This study addresses the challenges of few-shot learning, class imbalance, and rare event classification in heterogeneous tabular data by proposing a geometry-aware, quantum-inspired classification framework. The method constructs nonlinear feature representations through correlation-based grouping, integrating both Euclidean and angular similarities. Geometric relationships between samples and class centroids are estimated via the SWAP test, and decisions are made using a variational quantum circuit. The work introduces a novel non-probabilistic margin-fused scoring mechanism and an operating-point-oriented strategy for rare event detection. Evaluated on datasets including Heart Disease, the approach achieves accuracy ranging from 0.8478 to 0.9556. In credit card fraud detection, it attains an 85% recall for the minority class at a low alert rate of 1.31%, with a ROC-AUC of 0.9249.

We propose a geometry-driven quantum-inspired classification framework that integrates Correlation Group Structures (CGR), compact SWAP-test-based overlap estimation, and selective variational quantum decision modelling. Rather than directly approximating class posteriors, the method adopts a geometry-first paradigm in which samples are evaluated relative to class medoids using overlap-derived Euclidean-like and angular similarity channels. CGR organizes features into anchor-centered correlation neighbourhoods, generating nonlinear, correlation-weighted representations that enhance robustness in heterogeneous tabular spaces. These geometric signals are fused through a non-probabilistic margin-based fusion score, serving as a lightweight and data-efficient primary classifier for small-to-moderate datasets. On Heart Disease, Breast Cancer, and Wine Quality datasets, the fusion-score classifier achieves 0.8478, 0.8881, and 0.9556 test accuracy respectively, with macro-F1 scores of 0.8463, 0.8703, and 0.9522, demonstrating competitive and stable performance relative to classical baselines.
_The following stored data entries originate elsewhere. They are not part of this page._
PR #2426, opened 2023-12-13
#2420. Add extension types exhaustiveness tests. Maps

sgrekhov:


LanguageFeatures/Extension-types/exhaustiveness_map_A01_t01.dart
```diff
@@ -0,0 +1,78 @@
+// Copyright (c) 2023, the Dart project authors.  Please see the AUTHORS file
+// for details. All rights reserved. Use of this source code is governed by a
+// BSD-style license that can be found in the LICENSE file.
+
+/// @assertion Switch statements and expressions with map as a matched type can
+/// never be exhaustive
```
eernstg, line 6: I couldn't find this claim in the feature specification, and it wouldn't be true, anyway: The matched value type can be of the form `Map<K, V>` for some types `K` and `V`, and we can easily have this and be exhaustive:

```dart
void main() {
  var x = switch (<int, String>{...}) {
    _ => 1,
  };
}
```

If there is a non-extension-type version of this test then a similar assertion/description would presumably need an extra look.

The `@description` is quite different, it talks about a map pattern (the matched value type is on one side of the fence, each pattern is on the other side). So the question is: Can we write a map pattern that successfully matches an arbitrary matched object?

I think you're right that there is no single pattern which will match all maps of any given type: We can't use an ellipsis as a "rest pattern" or anything like that, and we cannot match an empty map using a map pattern.

So what's the conclusion? Probably something like "exhaustiveness with map patterns can only be achieved when there is an exhaustive pattern in addition to any map patterns", like:

```dart
void main() {
  var x = switch (<int, String>{...}) {
    {1: ''} => 1,
    Map() => 2,
  };
}
```

Alternatively, we could try some set of switches whose cases are all map patterns, and see that the result isn't exhaustive. However, that's a very long shot, because we'd need to argue that "we've tried all possibilities!" Otherwise there isn't much that we can conclude based on the result "this one isn't exhaustive; that one neither; or that one; ...".

LanguageFeatures/Extension-types/exhaustiveness_map_A01_t01.dart
```diff
@@ -0,0 +1,78 @@
...
+/// extension type
+/// @author sgrekhov22@gmail.com
+
+// SharedOptions=--enable-experiment=inline-class
+
+extension type ET1<K, V>(Map<K, V> _) {}
+extension type ET2<K, V>(Map<K, V> _) implements Map<K, V> {}
+
+String test1_1(ET1<bool, bool> m) =>
+  switch (m) { // Empty map is not matched
```
eernstg, line 18: We're also not matching a map with two key/value pairs. There would be 4 of those.

But it doesn't matter much whether they are added or not, because we can't even express the empty map as a map pattern, so we cannot exhaust the conceptual/intuitive set of maps of type `Map<bool, bool>` using map patterns.

However, in this context it could be useful to add an extra test: Start with the same patterns, just so we have something for the exhaustiveness algorithm to work with, and then end with an exhaustive pattern like `Map()`.

This will give us exhaustiveness for the switch expression _if_ the matched value type is treated as its representation type. (If it is treated as the extension type `ET1` then there is no reason to think that `Map()` will exhaust the matched value type). So that would be a quite useful test.

LanguageFeatures/Extension-types/exhaustiveness_map_A01_t01.dart
```diff
@@ -0,0 +1,78 @@
...
+      return "case-1";
+    case {true: false}:
+      return "case-2";
+    case {false: true}:
+      return "case-3";
+    case {false: false}:
+      return "case-4";
+  }
+// There is no return statement here, switch statement is not exhaustive, so an
+// error above occurs because function return type cannot be null
```
eernstg, line 54: Thanks!

eernstg (commented):
There is some amount of confusion in the `@assertion` and `@description`, that should probably be revised (perhaps some older tests have the same?).

In addition to this, I think it would be useful to take the opportunity to test that a switch expression _is_ exhaustive when it exhausts all maps of the given type. This shows that an extension type whose representation type is `Map<K, V>` for some `K` and `V` is actually treated like its representation type during exhaustiveness computations.

sgrekhov:
> However, in this context it could be useful to add an extra test: Start with the same patterns, just so we have something for the exhaustiveness algorithm to work with, and then end with an exhaustive pattern like Map().

A very good idea, thank you! Added this tests and updated descriptions/assertions (including original patterns tests). Please take another look

eernstg (approved):
LGTM!

The whole notion of showing that a particular kind of switch expression 'cannot be exhaustive' is questionable: We're promising that we have tried _all possible ways_ to make it exhaustive, and there is no way that works.

The reality is that any attempt to do this would potentially fail because we've forgotten a particularly smart thing that we might have done. So we've found a bunch of switch expressions that aren't exhaustive (not a hard task ;-), but it would then still be false that this kind of pattern 'cannot be exhaustive'.

We do have delicate properties like this (for example: soundness&mdash;there is no program that will make a variable of type `T` have a value of type `S` unless `S <: T`"), but they are really difficult to get right in an absolute sense, so we just keep trying to improve on them and eliminate failures (in this case: failures to maintain soundness).

I don't think there's a need to play around with the wording any more, but it's probably a good idea to keep in mind that this kind of quantification over all possible something (all programs, all expressions, whatever) is delicate to get right, and we may just choose to avoid promising anything of that kind, unless we specifically need to do that.

PR #2427, opened 2023-12-13
#2350. Add more factory constructors tests

sgrekhov:


Language/Classes/Constructors/Factories/syntax_t06.dart
```diff
@@ -0,0 +1,49 @@
...
+}
+
+enum E {
+  e1(1), e2(2);
+
+  final x;
+
+  const E(this.x);
+//             ^
+// [analyzer] unspecified
```
eernstg, line 36: Why would we expect an error here?

eernstg: I just tried to run this program in DartPad, and I can see the error message. However, it looks like a spurious error message (it says that `x` is initialized at the declaration, but that isn't true), so maybe the analyzer should be adjusted such that it does not emit that error message.

I created https://github.com/dart-lang/sdk/issues/54335 to suggest this change to the analyzer.

I think we should then land this test as it is, and adjust it at some point in the future when the error messages changes, if they do indeed make those changes to the analyzer.

eernstg (approved):
LGTM.

I added a comment, but in the end we should just revisit the relevant test in the future if needed.

PR #2429, opened 2023-12-14
#2139. Fix wrong failure of Language/Functions/element_type_A02_t06

sgrekhov:


Language/Functions/element_type_A02_t06.dart
```diff
@@ -39,6 +39,6 @@ main() async {
   var it1 = await res1?.toList();
   Expect.isRuntimeTypeImplementsIterable<int?>(it1);
 
-  var it2 = (await f2())?.toList();
+  var it2 = await (await f2())?.toList();
```
eernstg, line 42: OK: The inner `await` is fake in the sense that _we_ know there won't be a future there, but the compiler is specified to assume that there could be a future, so we use `await` to obtain a known guarantee that this non-existent future would be awaited. Now we have a `Stream<int>?`.

Very good, now I understand why we need two `await`s here. ;-)

eernstg (approved):
LGTM

PR #2431, opened 2023-12-14
#2420. Add extension types exhaustiveness tests. Variables

sgrekhov:


LanguageFeatures/Extension-types/exhaustiveness_variable_A01_t01.dart
```diff
@@ -0,0 +1,45 @@
...
+
+extension type AET1(A _) {}
+extension type AET2(A _) implements A {}
+extension type BET1(B _) {}
+extension type BET2(B _) implements B {}
+
+test1_1(AET1 a) => switch (a) { B _ => 'B' };
+test1_2(AET2 a) => switch (a) { B _ => 'B' };
+
+test2_1(BET1 b) => switch (b) { B _ => 'B', C _ => 'C' };
```
eernstg, line 32: In this one, the second case would be unreachable, but I guess that doesn't disrupt any test runs (that's just a warning)?

Also, I don't think we can say that this test has anything to do with sealed classes: `B` and `C` are not sealed, and the fact that `A` is sealed doesn't imply any extra guarantees about a case that tests for `B` or `C`. So we're essentially just testing that `switch (e1) { T _ => e2 }` is exhaustive when `T` is the static type of `e1`, with the added twist that one of those types is an extension type and the other one is the corresponding representation type.

However, it does make sense to have this very basic test where we're confirming that a switch expression is exhaustive if it has a single case testing the representation type where the matched value type is the extension type, and vice versa.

For large-scale and highly imbalanced regimes, we construct compact Delta-distance contrastive features and train a variational quantum classifier (VQC) as a nonlinear refinement layer. On the Credit Card Fraud dataset (0.17% prevalence), the Delta + VQC pipeline achieves approximately 0.85 minority recall at an alert rate of approximately 1.31%, with ROC-AUC 0.9249 and PR-AUC 0.3251 under full-dataset evaluation. These results highlight the importance of operating-point-aware assessment in rare-event detection and demonstrate that the proposed hybrid geometric-variational framework provides interpretable, scalable, and regime-adaptive classification across heterogeneous data settings.